[Start of Attachment]

PR #69, opened 2025-06-05
Return error in case of runner crash

p1-0tr:
In case the runner crashes it would be nice to return an error to the
user. So, add an error handler on the proxy and use it to try to figure
out if the runner crashed and format the response error accordingly.

Based on: https://github.com/docker/model-runner/pull/68

### DIFF
--- a/pkg/inference/scheduling/runner.go
+++ b/pkg/inference/scheduling/runner.go
@@ -161,7 +161,6 @@ func run(
 			}
 		} else {
 			w.WriteHeader(http.StatusBadGateway)
-
 		}
 	}
 


pkg/inference/scheduling/runner.go
```diff
@@ -134,6 +135,28 @@ func run(
 		proxyLog:  proxyLog,
 	}
 
+	proxy.ErrorHandler = func(w http.ResponseWriter, req *http.Request, err error) {
```
xenoscopic: Since this is going to be sent back to OpenAI clients, I would try to structure the error responses in a format they can parse.  Documentation is a little sparse, but Google says the error format looks like:

```
{
  "error": {
    "message": "Invalid 'messages[1].content': string too long. Expected a string with maximum length 1048576, but got a string with length 1540820 instead.",
    "type": "invalid_request_error",
    "param": "messages[1].content",
    "code": "string_above_max_length"
  }
}
```

The only docs I can find for the API are https://platform.openai.com/docs/api-reference/responses-streaming/error

doringeman (commented):
How can I easily test this to see the error?

pkg/inference/scheduling/runner.go
```diff
@@ -143,11 +144,24 @@ func run(
...
+				if err == nil {
+					w.Header().Set("Content-Type", "application/json; charset=utf-8")
+					w.Write(errJson)
+				}
 				return
 			case <-time.After(30 * time.Second):
 			}
 		} else {
 			w.WriteHeader(http.StatusBadGateway)
+
```
doringeman:
```suggestion
```

xenoscopic (approved):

[End of Attachment]

The problem: Report every line of the data above that contains the string "scheduling" by copying it in full.

Answer to the problem:
--- a/pkg/inference/scheduling/runner.go
+++ b/pkg/inference/scheduling/runner.go
pkg/inference/scheduling/runner.go
pkg/inference/scheduling/runner.go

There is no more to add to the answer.